▸ **Work order**: Which lines of the records contain "browse"? Collect every one of them.

▸ **Records for the exercise**:
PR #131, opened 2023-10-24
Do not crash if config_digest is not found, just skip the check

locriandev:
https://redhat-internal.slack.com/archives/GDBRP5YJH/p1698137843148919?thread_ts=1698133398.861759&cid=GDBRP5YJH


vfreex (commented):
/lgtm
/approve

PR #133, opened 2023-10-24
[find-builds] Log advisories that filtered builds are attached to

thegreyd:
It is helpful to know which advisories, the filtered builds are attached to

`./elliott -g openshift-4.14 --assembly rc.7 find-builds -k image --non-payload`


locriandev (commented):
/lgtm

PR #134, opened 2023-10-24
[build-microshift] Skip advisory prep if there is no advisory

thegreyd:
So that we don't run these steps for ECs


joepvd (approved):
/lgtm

---

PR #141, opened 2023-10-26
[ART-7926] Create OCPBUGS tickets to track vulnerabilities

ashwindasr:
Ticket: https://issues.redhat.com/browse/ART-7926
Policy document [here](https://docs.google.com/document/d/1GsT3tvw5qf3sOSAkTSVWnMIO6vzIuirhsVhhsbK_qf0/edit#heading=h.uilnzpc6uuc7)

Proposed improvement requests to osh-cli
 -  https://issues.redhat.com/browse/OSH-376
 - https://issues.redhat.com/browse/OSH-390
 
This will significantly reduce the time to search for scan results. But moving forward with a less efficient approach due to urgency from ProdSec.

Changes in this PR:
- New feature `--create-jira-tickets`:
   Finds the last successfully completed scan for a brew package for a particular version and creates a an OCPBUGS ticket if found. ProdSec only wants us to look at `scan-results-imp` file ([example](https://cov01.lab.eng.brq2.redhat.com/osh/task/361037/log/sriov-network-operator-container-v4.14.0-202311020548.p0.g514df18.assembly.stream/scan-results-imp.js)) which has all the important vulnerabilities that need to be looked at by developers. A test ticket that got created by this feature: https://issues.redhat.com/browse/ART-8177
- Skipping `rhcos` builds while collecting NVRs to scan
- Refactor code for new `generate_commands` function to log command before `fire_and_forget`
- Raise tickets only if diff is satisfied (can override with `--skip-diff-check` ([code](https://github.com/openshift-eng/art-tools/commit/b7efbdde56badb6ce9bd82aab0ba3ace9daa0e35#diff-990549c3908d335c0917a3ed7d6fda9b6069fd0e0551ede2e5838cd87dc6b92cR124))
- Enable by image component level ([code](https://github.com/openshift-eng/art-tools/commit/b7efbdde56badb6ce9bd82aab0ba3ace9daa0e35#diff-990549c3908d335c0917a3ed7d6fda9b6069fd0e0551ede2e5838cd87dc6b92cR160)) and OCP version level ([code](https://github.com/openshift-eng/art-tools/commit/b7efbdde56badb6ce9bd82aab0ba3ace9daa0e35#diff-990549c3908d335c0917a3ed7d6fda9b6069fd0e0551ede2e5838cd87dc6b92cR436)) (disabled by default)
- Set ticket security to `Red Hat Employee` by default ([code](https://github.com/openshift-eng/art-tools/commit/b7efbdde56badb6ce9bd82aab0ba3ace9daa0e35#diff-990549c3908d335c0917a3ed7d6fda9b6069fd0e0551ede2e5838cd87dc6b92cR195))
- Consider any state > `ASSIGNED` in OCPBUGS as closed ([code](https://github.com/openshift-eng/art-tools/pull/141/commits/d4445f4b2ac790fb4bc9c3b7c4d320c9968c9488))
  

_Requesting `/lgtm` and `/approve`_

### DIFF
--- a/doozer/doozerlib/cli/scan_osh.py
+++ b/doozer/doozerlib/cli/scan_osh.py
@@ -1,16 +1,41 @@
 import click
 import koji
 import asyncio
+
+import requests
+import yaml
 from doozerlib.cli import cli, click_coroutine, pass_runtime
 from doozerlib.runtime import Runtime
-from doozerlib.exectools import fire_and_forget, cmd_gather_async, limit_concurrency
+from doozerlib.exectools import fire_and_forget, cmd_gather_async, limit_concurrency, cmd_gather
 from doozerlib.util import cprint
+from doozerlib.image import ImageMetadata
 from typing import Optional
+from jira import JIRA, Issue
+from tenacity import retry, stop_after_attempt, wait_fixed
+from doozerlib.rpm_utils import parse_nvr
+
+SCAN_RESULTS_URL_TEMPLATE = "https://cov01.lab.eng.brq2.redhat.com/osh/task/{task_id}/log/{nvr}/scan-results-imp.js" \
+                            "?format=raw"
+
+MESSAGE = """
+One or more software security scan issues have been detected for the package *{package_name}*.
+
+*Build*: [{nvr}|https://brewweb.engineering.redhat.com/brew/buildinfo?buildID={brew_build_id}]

▸ **Output of the task**:
Ticket: https://issues.redhat.com/browse/ART-7926
 -  https://issues.redhat.com/browse/OSH-376
 - https://issues.redhat.com/browse/OSH-390
   Finds the last successfully completed scan for a brew package for a particular version and creates a an OCPBUGS ticket if found. ProdSec only wants us to look at `scan-results-imp` file ([example](https://cov01.lab.eng.brq2.redhat.com/osh/task/361037/log/sriov-network-operator-container-v4.14.0-202311020548.p0.g514df18.assembly.stream/scan-results-imp.js)) which has all the important vulnerabilities that need to be looked at by developers. A test ticket that got created by this feature: https://issues.redhat.com/browse/ART-8177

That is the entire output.